NetKernel uses a computation cache which has a similar effect to employing dynamic programming to a problem. For more details of works of this cache see my previous post. However this caching operates differently to dynamic programming in two key ways:

**Automatic optimisation**- dynamic programming requires specific instrumentation of the algorithm to store and retrieve sub-problems. The code to do this is specific to the algorithm and only makes sense when the problem is very well defined and the benefits understood. I.e. it works well for specific algorithms but not to general purpose business systems even when they have massive quantities of overlapping subproblems.**Managing space**- dynamic programming usually requires the allocation and deallocation of storage tied to the execution of the algorithm. We already mentioned that TSP requires exponential space requirements. It requires this space for the duration of execution. What happens if we don’t have that much space? Can we gain benefit from dynamic programming? - NO! Another problem is that all stored sub-problems are identified relative to the context of the algorithm execution - there is no memory of repeated sub-problems in the larger timescale.

For more details of the close relationship between ROC caching and dynamic programming see my previous post.

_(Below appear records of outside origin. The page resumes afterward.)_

PR #94, opened 2015-06-05
Add markdown documentation for the XmlDocumentation rules

jhamm:
Now that we have the additional XmlDocumentation rules and can configure the rule based on access, we should probably tell people about it ;)

If you would like me to modify the wording or formatting, I will be more than happy to take care of it.


duckmatt:
Very true, I'll update the github pages with the new docs when I get home tonight and try to get a new package out this weekend with your latest changes in it

The wording and formatting looks good to me. Thanks :)

PR #107, opened 2015-07-16
Default value should be a static property

### LINKED ISSUE #105: Provide default record values for Lint API
We currently use:

```fsharp
Lint.lintParsedFile 
                    { FinishEarly = None
                      Configuration = None //Configuration.defaultConfiguration
                      ReceivedWarning = None }
                    { Ast = ast
                      Source = source
                      TypeCheckResults = checkResults.GetCheckResults() }
```

It would be great if `OptionalLintParameters` record type has a `Default` property (providing minimally useful config) so that we could just use `Lint.lintParsedFile OptionalLintParameters.Default ...`.

Any customization can be easily done with `{ OptionalLintParameters.Default with ... }`.

The same thing could be applied for `FSharpLint.Framework.Configuration.Configuration` record type. At a first glance, it's hard for clients to figure out what should be passed in.

dungpa:
Fix #105.


dungpa:
Sorry for the noise. It seems the repo doesn't have a `.gitattributes` file.

duckmatt:
Thanks, and for letting me know about the `.gitattributes` file, I'll add one

PR #116, opened 2015-07-29
test on Mono 4.0.2

sideeffffect:


sideeffffect:
the travis job timed-out when downloading packages. can we do something about it?

duckmatt:
Thanks, I assume nuget was down when that build was run, looks to be building now

PR #146, opened 2015-12-17
Do not suggest wildcard tuple replacement on object expressions

### LINKED ISSUE #145: Wrong suggestion to replace tuple wildcard on object expressions
17-12-2015 13-17-36 - tuple lint

If I follow the suggestion, the code is invalid. Further this suggestion only appears on object expressions. Normal implementation of the interface by the type `B` doesn't get this suggestion.

#### Code

```
type I =
    abstract member Two : bool * bool -> bool

type B() =
    let x =
        { new I with
            member __.Two(_, _) = false }

    interface I with
        member __.Two(_, _) = false
```

mexx:
fixes #145

### DIFF
--- a/src/FSharpLint.Rules/Binding.fs
+++ b/src/FSharpLint.Rules/Binding.fs
@@ -146,6 +146,7 @@ module Binding =
             | _ -> None
 
         match breadcrumbs with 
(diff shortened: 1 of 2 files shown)


duckmatt:
Great, thank you for the report and fix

# Scenario 1 - Study the effects of cache size on execution performance

In this scenario we solve a 13 vertex travelling salesman problem. We generate a random asymmetric graph with 50 uni-directional edges evenly distributed between the vertices.

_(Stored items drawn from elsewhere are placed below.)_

Issue #148, opened 2015-12-30
Found tab character (`\t`) in file. for tabs in a literal string


smoothdeveloper:
IMHO this shouldn't trigger this lint warning:
```fsharp
let a = @"a	b"
let b = """
a	b
"""
```

(those are tabs but github replace with spaces)

duckmatt:
Thanks for the report, I agree that's a bug in that it reports a warning there

smoothdeveloper:
@duckmatt / @mexx great, thanks for quick turnaround!

PR #150, opened 2015-12-31
fix for #148

mexx:
I've started to work on a fix for #148.

Currently the typography rules, and no tab rule especially, are implemented with the `PlainTextVisitor`. This visitor do not have sufficient information about the AST to be able to decide whether it's a literal string or not.
Any pointers to how the implementation should be done are welcome.

### DIFF
--- a/src/FSharpLint.Application/Lint.fs
+++ b/src/FSharpLint.Application/Lint.fs
@@ -206,12 +206,14 @@ module Lint =
                         if parsedFileInfo.PlainText.Contains("SuppressMessage") then
                             Ast.getSuppressMessageAttributesFromAst parsedFileInfo.Ast
                         else []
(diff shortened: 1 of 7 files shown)


duckmatt:
Thanks, this will be really helpful :)

Currently the `PlainTextVisitor` is given a `PlainTextVisitorInfo` which has the field `SuppressedMessages` which is populated from the AST by `getSuppressMessageAttributesFromAst` in `visitPlainText`. We could do the same to get all the ranges of all strings, it's unfortunate in that it's an edge case, but I think that would be the simplest approach

mexx:
@duckmatt Please have a look, I've updated the PR.

duckmatt:
Thank you, that's great work

PR #194, opened 2016-12-01
Provide automated fix info

duckmatt:


Krzysztof-Cieslak:
I've found small bug:

```
[1;2;3]
|> List.map (fun x -> [x])
|> Array.concat
```

is suggested to:
```
List.collect fun x -> [x] [1;2;3]
```

parenthesis around lambda are missing

duckmatt:
@Krzysztof-Cieslak thanks for pointing that out, got a fix in for it. Currently some of the formatting is pretty dire, will make a separate release for those fixes as the code is at least syntactically correct e.g.

    let x y =
        y
        |> List.filter (fun x -> true)
        |> List.map id
        |> List.map id
        |> List.filter (fun x -> true)

turns into:

        let x y =
            (List.map (id >> id) (y 
            |> List.filter (fun x -> true)))
            |> List.filter (fun x -> true)

PR #212, opened 2017-02-10
Add hint for x.average(x.map) to x.averageBy

ErikSchierboom:
This PR adds hints to convert `List.average (List.map x y)` into `List.averageBy x y`, and the equivalent for `Array` and `Seq`.


duckmatt:
Thank you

Each iteration uses the same seeded graph but we vary the size of the NetKernel cache. We vary the size from 20000 which holds all-subproblems down to 5000 which is too small to hold any reasonable fraction of the sub-problems. Between each iteration we clear the cache.

We can plainly see how computation time increases as the cache size decreases. There is a proportional increase in the number of sub-problems executed which show additional computation happening where results could not be retrieved from cache. Clearly we can choose a trade-off between time and space it’s not an all or nothing affair.

It is somewhat surprising that the cache hit rate remains so high - only dropping from 80% to 71% across the range. I believe this shows two things - firstly that even a small cache can lead to large benefits and larger caches lead to diminishing returns. I have not analysed the distribution of sub-problem re-use by TSP. However often requests follow normal or power-set distributions.

The second thing that the steady cache hit rate shows is an artefact of the cache implementation. The execution time is so short and the cache size is only maintained by culling once the maximum size is reached. This leads to us operating with an average actual cache size significantly larger than the headline figure.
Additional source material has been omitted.